(Collected data)
==========
PR #56, opened 2017-05-25
Test for nonmanifold surfaces and small bug fix

raovgarimella:
This adds a test to ensure that we can read and process a mesh/model of non-manifold surfaces (in this case two planar surfaces meeting at a right angle in 3-space).


lipnikov:
No conflicts on serrano1 with TPLS 0.94.1. Recommend merging.

PR #63, opened 2017-06-01
Changes to allow faces to be connected to more than 2 cells

raovgarimella:
The primary changes here are to allow for non-manifold surfaces where multiple surfaces may intersect along an edge in 3-space. This requires that "faces" be allowed to connect to more than 2 "cells".

Bundled in (should have been separate) is the fix to avoid inheriting labeled sets from which surface meshes are extracted

### DIFF
--- a/src/mesh/Mesh.cc
+++ b/src/mesh/Mesh.cc
@@ -419,24 +419,22 @@ Mesh::compute_face_geometric_quantities_() const
 
   face_areas_.resize(nfaces);
   face_centroids_.resize(nfaces);
-  face_normal0_.resize(nfaces);
-  face_normal1_.resize(nfaces);
+  face_normals_.resize(nfaces);
 
   for (int i = 0; i < nfaces; i++) {
     double area;
-    AmanziGeometry::Point centroid(space_dim_), normal0(space_dim_),
-        normal1(space_dim_);
+    AmanziGeometry::Point centroid(space_dim_);
+    std::vector<AmanziGeometry::Point> normals;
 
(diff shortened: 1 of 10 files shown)


ecoon:
The only potential issue I see here is that sometimes it DOES do what we expect, and we rely on it to do so.

In the case that a set of faces intersects with the manifold/lifted mesh exactly as a set of edges, then the face set was lifted, and was properly referred to as a face set (because the face set became edges, and those "edges" are "faces" in a 2D submanifold.

This is important because we used it for boundary conditions on the surface mesh.  For instance, say you have a really irregular mesh (a watershed) in which you have tagged all "side boundary faces" (not in the bottom or top boundary).  Then when you lift the "surface mesh", the "side boundary faces" set becomes a new "side boundary faces" face set on the surface mesh consisting of the intersection, which is exactly the 1D boundary of the new surface mesh.  This can then be used to specify BCs for surface flow problems.

This use case still needs to be allowed.  Not sure if it is or not.

jd-moulton:
It seems we need these two issues to be separated so we can move forward on them at different paces. 

Rao please comment further on Ethan's question.   I think the primary changes that are here could be accepted (faces connected to more than two cells), but we seem to need requirements/understanding to be reached on facesets from surfaces.

raovgarimella:
Ethan and I talked about it. What is here works - it does not break any thing and actually avoids doing the wrong thing. Once this PR is in, I will put in the fix to do the right thing (where the face set from which we are creating a surface mesh gets inherited as a cell set).

PR #96, opened 2017-08-23
Fix for Boost TPL picking a wrong compiler on OS X if Homebrew gcc is…

ekikinzon:
… used.

Also makes sure that the correct toolset is used.


jd-moulton:
After discussing the update with Eugene, it appears that there is an issue with previous way we were setting the toolset (i.e., toolset=gcc-${CMAKE_CXX_COMPILER_VERSION}), and Eugene's addition provides a fallback that works.  It's likely what was happening on most systems anyway.  This needs a little more investigation to resolve the ambiguity.

PR #100, opened 2017-08-30
nem_slice patch to make columns reside on single partition

raovgarimella:
I talked to Greg Sjaardema from Sandia and he is willing to consider putting this in the source directly


lipnikov:
Failed 

in applications/nem_slice/fix_column_partitions.C:191:25: error: there are no arguments to fabs that depend on a template parameter, so a declaration of fabs must be available.

Use include <cmath>

lipnikov:
Build passed on Mac.

PR #122, opened 2017-09-25
Add partitioner specification to mesh factory

raovgarimella:
Added a method to mesh factory that allows callers to specify the partitioner to be used. Default partitioner is METIS. Changes allow us to reinstate test_deform_vols and test_columns unit tests as we can now specify that these must use ZOLTAN_RCB as the partitioner.


raovgarimella:
@lipnikov suggested that the addition of partitioner to mesh_factory be propagated up to the input spec level. The latest set of commits does that.

raovgarimella:
Updated v2.3.1-draft documentation

raovgarimella:
BTW, @jd-moulton, the nemslice patch I sent you is supposed to be a replacement for the original patch, not an add-on

ekikinzon:
Konstantin has already replaced the old patch by the new one (and also ran tests with it included).

lipnikov:
Works for me.  Need on a feature branch.

PR #126, opened 2017-10-05
Added some unit tests for degeneracy elimination

raovgarimella:


raovgarimella:
I am going to merge this because the next set of commits will be a big shift (internally) in where we do the degeneracy elimination. We were doing it as a post-processing step after partitioning or reading it as a pre-partitioned mesh. However, it was too hard to keep the changes consistent across processor boundaries.

In the next version we will eliminate degeneracies in a "serial" manner on meshes with no ghosts and then establish the parallel mesh. More on that in the next PR.

PR #134, opened 2017-10-26
Moved collapse degenerate edges routine to earlier in call sequence

raovgarimella:
Collapsing degenerate edges and eliminating degenerate cells while keeping everything consistent is messy for distributed meshes. Therefore, we moved the call to the routine earlier in the call sequence so that the process is more serial in nature. This should make degeneracy elimination in parallel runs more robust.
==========
**To do**
Starting with the line above that holds "must be available." and stopping with the line that holds "PR #122, opened 2017-09-25", reproduce each line exactly, omitting all other lines.

**Solution**
in applications/nem_slice/fix_column_partitions.C:191:25: error: there are no arguments to fabs that depend on a template parameter, so a declaration of fabs must be available.

Use include <cmath>

lipnikov:
Build passed on Mac.

PR #122, opened 2017-09-25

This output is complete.